Mon Apr 8 10:13:18 EDT 2024

> Okay, let's cut a little slack from the terminology discussion.
> 
> Do people reuse code from encryption and decryption operations to build
> hash functions? Sure, sometimes. If somebody used a round function
> from a cipher to build a hash, and didn't update the comments in that
> code, then you might have found a comment referring to encryption and
> decryption. If someone used a full cipher implementation to build a
> hash, the same applies. Okay, fine, whatever.
> 
> For example if you use a fixed key for a cipher and loop through a file
> twice, encrypting in CBC mode, then the final block of the
> doubly-encrypted ciphertext is a good hash function (assuming the cipher
> is a good cipher).
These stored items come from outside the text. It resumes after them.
Issue #469, opened 2020-06-17
Allow Axis Labels in different radices


Benny121221:
**What can we do to make ScottPlot better?**
In some domains number systems other than decimal are appropriate. For example hexadecimal in Computer Science and Electrical Engineering (and to a lesser extent octal).

You would think this would be provided by the overload which allows the ticks to take format strings, however, the hexadecimal `x` format specifier is only valid for integral types and the ticks are doubles.

I suggest something like this:
```cs
plt.TicksRadixX(int radix = 16, string prefix = "0x");
plt.TicksRadixY(int radix = 16, string prefix = "0x");
```

Another notation for non-decimal radices is to put the base in subscript after the number: ![image](https://render.githubusercontent.com/render/math?math=\mathbf{FFFFFFFF_{16}}&mode=inline)

The prefix notation is going to be easier to implement, even though it doesn't generalize to other radices (except octal with prefix "0" and binary "0b"). In reality bases other than decimal and hex are rare. I'm unsure if the prefix should be on by default or not.

Check the ScottPlot Roadmap to see if your feature is already planned for an upcoming release:
https://github.com/swharden/ScottPlot/blob/master/dev/roadmap.md

swharden:
Thanks @Benny121221! I'll merge #475 in today

PR #475, opened 2020-06-23
Radices

Benny121221:

**Purpose:**
#469 

**New functionality (code):**

```cs
//Base 10 on x axis, base 16 on y axis
int[] radices = { 10, 16 };
string[] prefices = { "", "0x" };

plt.Ticks(radices: radices, prefices: prefices);
```

It also adds the `ScottPlot.Tools.ToDifferentBase` method:

```cs
 public static string ToDifferentBase(double number, int radix = 16, int decimalPlaces = 3, int padInteger = 0, bool dropTrailingZeroes = true)
```

There are some tests for this method in `ScottPlotTests.Tools.ChangingBase`

image

**Autoformat your code:**
```
cd ScottPlot/src/
dotnet format
```

### DIFF
--- a/src/ScottPlot.Demo/Customize/Axis.cs
+++ b/src/ScottPlot.Demo/Customize/Axis.cs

And most of the program is going to be code that's
> also for the cipher.
> 
> We don't actually use that doubled-CBC construction, because it's slow
> and inefficient. The reason a cipher has to be applied to the doubled
> input stream when constructing a hash from a cipher that way is to
> prevent people from using cipher decryption to find a one-block preimage
> of the hash, because hash functions aren't supposed to have decryption
> operations. That means it takes twice as long as encrypting the file if
> you do it that way, so we don't. But it's a good thing to teach students
> because a lot of them need to learn the thinking habits needed to
> realize that someone could otherwise find a one-block preimage by
> decrypting the cipher.
> 
> Anyway if I give you that final block of ciphertext you cannot "decrypt"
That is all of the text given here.